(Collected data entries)

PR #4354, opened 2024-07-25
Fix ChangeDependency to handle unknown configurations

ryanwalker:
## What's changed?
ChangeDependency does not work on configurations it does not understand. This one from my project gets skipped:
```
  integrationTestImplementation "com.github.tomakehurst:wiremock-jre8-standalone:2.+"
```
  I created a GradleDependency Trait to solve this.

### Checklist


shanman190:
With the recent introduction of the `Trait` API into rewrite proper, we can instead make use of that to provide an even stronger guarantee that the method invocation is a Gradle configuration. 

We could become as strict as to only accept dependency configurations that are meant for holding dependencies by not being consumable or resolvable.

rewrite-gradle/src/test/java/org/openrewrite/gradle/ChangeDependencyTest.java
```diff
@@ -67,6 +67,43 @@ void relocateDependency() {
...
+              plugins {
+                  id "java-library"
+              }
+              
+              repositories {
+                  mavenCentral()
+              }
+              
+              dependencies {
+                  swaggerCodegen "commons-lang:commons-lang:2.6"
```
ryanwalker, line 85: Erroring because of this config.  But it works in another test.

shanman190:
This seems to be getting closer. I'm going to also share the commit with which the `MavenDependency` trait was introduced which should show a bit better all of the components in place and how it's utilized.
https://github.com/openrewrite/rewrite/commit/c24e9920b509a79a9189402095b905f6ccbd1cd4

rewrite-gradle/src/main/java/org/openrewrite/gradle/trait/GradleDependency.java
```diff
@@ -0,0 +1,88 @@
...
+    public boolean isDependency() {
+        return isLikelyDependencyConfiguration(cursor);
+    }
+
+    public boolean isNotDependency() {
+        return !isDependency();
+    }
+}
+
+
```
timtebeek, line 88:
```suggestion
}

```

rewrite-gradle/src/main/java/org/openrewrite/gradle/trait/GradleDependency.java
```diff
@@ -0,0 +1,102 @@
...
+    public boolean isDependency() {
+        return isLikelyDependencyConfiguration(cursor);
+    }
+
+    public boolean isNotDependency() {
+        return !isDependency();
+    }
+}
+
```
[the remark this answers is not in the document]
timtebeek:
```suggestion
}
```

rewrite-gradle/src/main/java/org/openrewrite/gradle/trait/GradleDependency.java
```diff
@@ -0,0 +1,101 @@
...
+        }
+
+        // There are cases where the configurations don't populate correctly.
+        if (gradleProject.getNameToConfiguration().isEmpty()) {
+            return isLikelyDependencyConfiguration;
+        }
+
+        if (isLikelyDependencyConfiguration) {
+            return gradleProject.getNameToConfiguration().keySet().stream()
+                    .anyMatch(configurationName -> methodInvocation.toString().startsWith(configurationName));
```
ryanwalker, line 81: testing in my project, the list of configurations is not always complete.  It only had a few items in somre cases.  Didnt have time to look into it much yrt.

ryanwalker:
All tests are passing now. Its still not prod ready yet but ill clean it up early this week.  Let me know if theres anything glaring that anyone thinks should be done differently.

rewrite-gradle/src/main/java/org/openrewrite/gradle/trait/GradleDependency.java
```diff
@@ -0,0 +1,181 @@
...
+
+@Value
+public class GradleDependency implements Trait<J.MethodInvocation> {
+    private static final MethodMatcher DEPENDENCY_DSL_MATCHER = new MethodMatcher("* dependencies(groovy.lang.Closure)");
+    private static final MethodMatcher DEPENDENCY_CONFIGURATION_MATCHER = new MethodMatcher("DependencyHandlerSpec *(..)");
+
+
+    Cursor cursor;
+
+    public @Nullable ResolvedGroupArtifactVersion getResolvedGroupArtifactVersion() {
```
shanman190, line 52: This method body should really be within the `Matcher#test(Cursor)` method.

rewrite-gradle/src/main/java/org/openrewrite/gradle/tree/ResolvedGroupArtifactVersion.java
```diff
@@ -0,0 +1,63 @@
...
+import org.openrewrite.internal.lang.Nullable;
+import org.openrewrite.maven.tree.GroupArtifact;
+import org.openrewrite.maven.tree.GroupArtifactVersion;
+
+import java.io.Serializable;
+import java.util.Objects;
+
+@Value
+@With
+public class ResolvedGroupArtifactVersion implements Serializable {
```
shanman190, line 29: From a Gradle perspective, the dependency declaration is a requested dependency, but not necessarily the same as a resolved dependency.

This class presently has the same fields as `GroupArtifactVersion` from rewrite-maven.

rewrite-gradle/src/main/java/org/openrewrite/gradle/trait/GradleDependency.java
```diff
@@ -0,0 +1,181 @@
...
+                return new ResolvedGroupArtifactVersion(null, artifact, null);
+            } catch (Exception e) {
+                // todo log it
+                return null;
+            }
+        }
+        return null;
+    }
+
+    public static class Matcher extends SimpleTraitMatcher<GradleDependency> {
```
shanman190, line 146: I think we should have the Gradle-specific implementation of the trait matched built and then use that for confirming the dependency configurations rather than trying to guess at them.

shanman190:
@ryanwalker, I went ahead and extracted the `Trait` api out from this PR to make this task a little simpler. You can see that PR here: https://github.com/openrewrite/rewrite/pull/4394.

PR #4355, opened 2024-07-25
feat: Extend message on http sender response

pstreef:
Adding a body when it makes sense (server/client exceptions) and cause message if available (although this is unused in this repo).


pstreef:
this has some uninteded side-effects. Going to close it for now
* * *
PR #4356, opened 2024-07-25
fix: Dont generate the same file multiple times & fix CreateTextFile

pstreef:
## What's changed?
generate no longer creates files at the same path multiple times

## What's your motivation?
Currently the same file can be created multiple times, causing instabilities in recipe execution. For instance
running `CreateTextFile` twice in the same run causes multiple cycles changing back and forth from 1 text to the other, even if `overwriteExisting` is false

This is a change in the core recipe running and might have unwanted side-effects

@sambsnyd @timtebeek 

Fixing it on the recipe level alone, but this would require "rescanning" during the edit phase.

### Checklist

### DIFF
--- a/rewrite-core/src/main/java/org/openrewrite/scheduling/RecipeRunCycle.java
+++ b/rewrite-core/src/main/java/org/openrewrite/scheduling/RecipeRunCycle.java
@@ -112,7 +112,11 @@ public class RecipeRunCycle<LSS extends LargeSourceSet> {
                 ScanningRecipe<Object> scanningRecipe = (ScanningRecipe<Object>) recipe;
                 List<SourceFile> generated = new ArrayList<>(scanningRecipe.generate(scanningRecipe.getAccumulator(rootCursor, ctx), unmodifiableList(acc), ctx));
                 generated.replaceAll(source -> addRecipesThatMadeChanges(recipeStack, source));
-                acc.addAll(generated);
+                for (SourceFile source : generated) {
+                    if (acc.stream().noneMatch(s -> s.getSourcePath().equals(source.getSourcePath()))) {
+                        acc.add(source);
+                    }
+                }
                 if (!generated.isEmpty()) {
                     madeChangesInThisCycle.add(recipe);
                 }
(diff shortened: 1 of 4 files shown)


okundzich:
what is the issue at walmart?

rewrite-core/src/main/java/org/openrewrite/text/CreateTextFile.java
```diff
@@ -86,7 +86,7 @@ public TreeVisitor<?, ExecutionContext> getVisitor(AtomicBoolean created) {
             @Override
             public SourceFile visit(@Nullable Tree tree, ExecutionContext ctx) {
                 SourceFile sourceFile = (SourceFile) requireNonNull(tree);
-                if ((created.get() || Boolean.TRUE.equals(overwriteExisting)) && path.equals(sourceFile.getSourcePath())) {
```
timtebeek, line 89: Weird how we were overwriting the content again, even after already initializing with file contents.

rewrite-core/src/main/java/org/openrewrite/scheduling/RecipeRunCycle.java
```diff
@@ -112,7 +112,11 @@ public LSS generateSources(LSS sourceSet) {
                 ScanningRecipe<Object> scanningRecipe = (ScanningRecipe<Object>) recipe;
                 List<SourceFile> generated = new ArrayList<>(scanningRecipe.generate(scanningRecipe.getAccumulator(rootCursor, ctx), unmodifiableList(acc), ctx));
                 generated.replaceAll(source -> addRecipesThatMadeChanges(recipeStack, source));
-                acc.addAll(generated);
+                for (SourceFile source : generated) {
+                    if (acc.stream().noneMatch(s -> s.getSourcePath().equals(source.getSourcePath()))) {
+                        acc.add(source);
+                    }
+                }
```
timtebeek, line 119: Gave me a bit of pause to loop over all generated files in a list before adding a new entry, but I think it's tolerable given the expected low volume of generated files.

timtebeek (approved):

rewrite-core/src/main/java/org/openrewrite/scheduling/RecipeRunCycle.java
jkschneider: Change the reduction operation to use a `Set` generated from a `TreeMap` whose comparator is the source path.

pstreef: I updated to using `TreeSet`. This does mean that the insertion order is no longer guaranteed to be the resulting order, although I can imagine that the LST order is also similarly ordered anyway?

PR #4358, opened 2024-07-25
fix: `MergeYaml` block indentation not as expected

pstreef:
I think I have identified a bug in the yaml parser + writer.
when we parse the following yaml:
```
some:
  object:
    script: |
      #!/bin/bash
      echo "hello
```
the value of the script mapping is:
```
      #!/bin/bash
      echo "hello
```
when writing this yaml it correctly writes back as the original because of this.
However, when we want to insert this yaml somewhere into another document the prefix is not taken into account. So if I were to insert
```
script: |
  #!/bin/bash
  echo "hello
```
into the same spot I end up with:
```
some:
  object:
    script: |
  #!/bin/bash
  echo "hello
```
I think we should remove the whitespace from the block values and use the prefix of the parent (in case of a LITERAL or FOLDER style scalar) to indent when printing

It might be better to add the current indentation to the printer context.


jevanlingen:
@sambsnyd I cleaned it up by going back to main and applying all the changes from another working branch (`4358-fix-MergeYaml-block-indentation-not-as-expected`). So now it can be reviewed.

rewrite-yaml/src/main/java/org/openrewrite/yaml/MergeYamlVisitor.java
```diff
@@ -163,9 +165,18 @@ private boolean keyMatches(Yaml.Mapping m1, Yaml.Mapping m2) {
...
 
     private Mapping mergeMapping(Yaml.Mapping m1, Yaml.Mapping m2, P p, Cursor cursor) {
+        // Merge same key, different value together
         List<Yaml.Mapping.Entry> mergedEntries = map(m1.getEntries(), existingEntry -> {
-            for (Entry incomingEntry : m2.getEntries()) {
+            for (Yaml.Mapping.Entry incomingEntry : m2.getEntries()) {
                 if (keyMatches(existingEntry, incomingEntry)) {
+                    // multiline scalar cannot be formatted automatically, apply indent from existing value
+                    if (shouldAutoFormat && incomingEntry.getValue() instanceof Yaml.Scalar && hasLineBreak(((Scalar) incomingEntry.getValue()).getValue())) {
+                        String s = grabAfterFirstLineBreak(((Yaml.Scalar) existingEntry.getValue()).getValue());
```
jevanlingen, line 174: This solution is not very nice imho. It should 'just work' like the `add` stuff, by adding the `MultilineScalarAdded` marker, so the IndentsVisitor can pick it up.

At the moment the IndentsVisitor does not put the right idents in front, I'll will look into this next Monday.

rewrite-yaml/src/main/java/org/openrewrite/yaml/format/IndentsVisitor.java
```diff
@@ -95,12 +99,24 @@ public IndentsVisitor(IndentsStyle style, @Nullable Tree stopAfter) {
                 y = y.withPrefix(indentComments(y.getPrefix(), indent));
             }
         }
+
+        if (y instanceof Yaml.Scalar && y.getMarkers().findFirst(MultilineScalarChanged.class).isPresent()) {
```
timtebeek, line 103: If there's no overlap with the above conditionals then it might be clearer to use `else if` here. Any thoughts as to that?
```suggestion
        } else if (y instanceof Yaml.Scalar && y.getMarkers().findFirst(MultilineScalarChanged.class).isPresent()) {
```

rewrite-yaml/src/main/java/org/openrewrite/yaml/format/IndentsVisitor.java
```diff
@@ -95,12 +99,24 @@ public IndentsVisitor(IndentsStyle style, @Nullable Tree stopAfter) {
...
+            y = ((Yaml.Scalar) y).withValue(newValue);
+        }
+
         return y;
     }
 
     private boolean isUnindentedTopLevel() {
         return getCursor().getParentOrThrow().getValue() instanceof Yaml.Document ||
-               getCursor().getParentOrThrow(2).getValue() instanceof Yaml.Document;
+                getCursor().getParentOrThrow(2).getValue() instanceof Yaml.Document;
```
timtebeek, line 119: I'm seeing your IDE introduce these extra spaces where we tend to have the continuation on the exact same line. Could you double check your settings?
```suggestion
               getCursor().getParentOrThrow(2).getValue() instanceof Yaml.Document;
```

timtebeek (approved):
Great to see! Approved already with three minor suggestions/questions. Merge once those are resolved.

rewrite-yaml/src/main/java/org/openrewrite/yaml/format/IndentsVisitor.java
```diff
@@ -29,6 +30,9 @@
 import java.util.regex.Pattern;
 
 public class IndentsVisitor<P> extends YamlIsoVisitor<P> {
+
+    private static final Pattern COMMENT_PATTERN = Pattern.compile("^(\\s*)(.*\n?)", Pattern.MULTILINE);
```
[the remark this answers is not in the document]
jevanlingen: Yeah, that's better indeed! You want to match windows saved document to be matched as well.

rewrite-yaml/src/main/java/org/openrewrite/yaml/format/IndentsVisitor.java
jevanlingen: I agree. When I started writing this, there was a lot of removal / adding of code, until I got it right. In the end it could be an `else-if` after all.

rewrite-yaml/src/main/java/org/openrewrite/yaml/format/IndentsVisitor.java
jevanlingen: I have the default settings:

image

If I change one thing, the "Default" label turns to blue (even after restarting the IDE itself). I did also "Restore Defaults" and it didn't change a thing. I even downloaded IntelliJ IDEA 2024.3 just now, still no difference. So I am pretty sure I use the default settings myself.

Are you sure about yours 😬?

EXERCISE DIRECTIONS:
A single number is the answer: how many lines of the entries above contain "correctly"?

PROBLEM SOLUTION:
2